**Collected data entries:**
....

PR #1304, opened 2026-05-18
fix: fix node condition cleanup for truncated entity messages

### LINKED ISSUE #1299: [Bug]: Platform connector doesn't remove node condition after healthy event due to truncation of node condition message
### Prerequisites

### Bug Description

`platform-connectors` can fail to clear a node condition after receiving healthy health events when the condition message has been compacted/truncated.

The affected flow is for healthy events with a non-empty `entitiesImpacted` list. The connector tries to remove only matching entity messages from the existing node condition, but matching depends on finding the full `entityType:entityValue` token inside the condition message. If the node condition message was truncated earlier, the entity token may no longer be present in full, so the stale message remains and the condition stays `True`.

### Component

Core Service

### Steps to Reproduce

1. Send enough unhealthy event to platform connector like this to truncate the entities impacted like:
```
PodStuckAfterDeletion True ... PodStuckAfterDeletionIsNotHealthy
ErrorCode:POD_STUCK_AFTER_DELETION v1/Pod:prod/61f345d08c9a432a-134... Recommended Action=RESTART_VM
```
2. Send healthy event for all of the entities impacted
3. Node condition will not be be removed because the healthy event entities impacted doesn't  match to any of the truncated entities impacted

### Environment

- NVSentinel version: v1.3.0
- Kubernetes version:
- Deployment method:

### Logs/Output

A node condition remained unhealthy:
```text
PodStuckAfterDeletion True ... PodStuckAfterDeletionIsNotHealthy
ErrorCode:POD_STUCK_AFTER_DELETION v1/Pod:prod/61f345d08c9a432a-134... Recommended Action=RESTART_VM
```

Even though:

```
{
  "checkName": "PodStuckAfterDeletion",
  "isFatal": true,
  "isHealthy": true,
  "errorCode": ["POD_STUCK_AFTER_DELETION"],
  "entitiesImpacted": [
    {
      "entityType": "v1/Pod",
      "entityValue": "prod/61f345d08c9a432a-134a464884734f90"
    }
  ],
  "nodeName": "node-name-0291",
  "processingStrategy": 1
...
}
```

KaivalyaMDabhadkar:
## Problem

When multiple health events exceed `MaxNodeConditionMessageLength` (1024 bytes), the platform connector compacts messages in two stages:

- **Tier 1 (per-message compaction):** Each individual message's content before `Recommended Action=` is cut to `CompactedHealthEventMsgLen` (72 bytes), appending `...` as a truncation marker.
- **Tier 2 (byte-level hard limit):** After all messages are compacted, if the combined `;`-joined string still exceeds `MaxNodeConditionMessageLength` (1024 bytes), the last message entry is cut at an arbitrary byte boundary to fit the limit.

For entity types with long values like `v1/Pod:prod/61f345d08c9a432a-134a464884734f90`, the Tier 1 byte cut lands inside the entity value:

```
ErrorCode:POD_STUCK_AFTER_DELETION v1/Pod:prod/61f345d08c9a432a-134... Recommended Action=RESTART_VM
```

When a healthy event arrives to clear that entity, the cleanup code searches for the full token `v1/Pod:prod/61f345d08c9a432a-134a464884734f90 ` via exact substring match. Since only the truncated form exists in the stored condition, the match fails and the condition remains stuck as unhealthy indefinitely.

### Forward fix -- identity-aware compaction

`compactMessageField` is rewritten to parse the structured identity prefix (ErrorCode + entity tokens) and only truncate the trailing diagnostic free-text. Identity tokens are never byte-truncated.

**Before (old behavior):**

```
Input:    "ErrorCode:POD_STUCK_AFTER_DELETION v1/Pod:prod/61f345d08c9a432a-134a464884734f90 Pod stuck after deletion timeout exceeded Recommended Action=RESTART_VM"
                                                                                          ^--- blind cut at byte 72
Output:   "ErrorCode:POD_STUCK_AFTER_DELETION v1/Pod:prod/61f345d08c9a432a-134... Recommended Action=RESTART_VM"
```

Entity name is damaged. Future healthy events cannot clear this condition.

**After (new behavior):**

```
Input:    "ErrorCode:POD_STUCK_AFTER_DELETION v1/Pod:prod/61f345d08c9a432a-134a464884734f90 Pod stuck after deletion timeout exceeded Recommended Action=RESTART_VM"

Identity: "ErrorCode:POD_STUCK_AFTER_DELETION v1/Pod:prod/61f345d08c9a432a-134a464884734f90"  (preserved in full)
Diagnostic: "Pod stuck after deletion timeout exceeded"  (truncated)

Output:   "ErrorCode:POD_STUCK_AFTER_DELETION v1/Pod:prod/61f345d08c9a432a-134a464884734f90 ... Recommended Action=RESTART_VM"
```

....

**Task brief:** Go through the entries and copy every line that has "Tier".

**Output of the exercise:**
- **Tier 1 (per-message compaction):** Each individual message's content before `Recommended Action=` is cut to `CompactedHealthEventMsgLen` (72 bytes), appending `...` as a truncation marker.
- **Tier 2 (byte-level hard limit):** After all messages are compacted, if the combined `;`-joined string still exceeds `MaxNodeConditionMessageLength` (1024 bytes), the last message entry is cut at an arbitrary byte boundary to fit the limit.
For entity types with long values like `v1/Pod:prod/61f345d08c9a432a-134a464884734f90`, the Tier 1 byte cut lands inside the entity value:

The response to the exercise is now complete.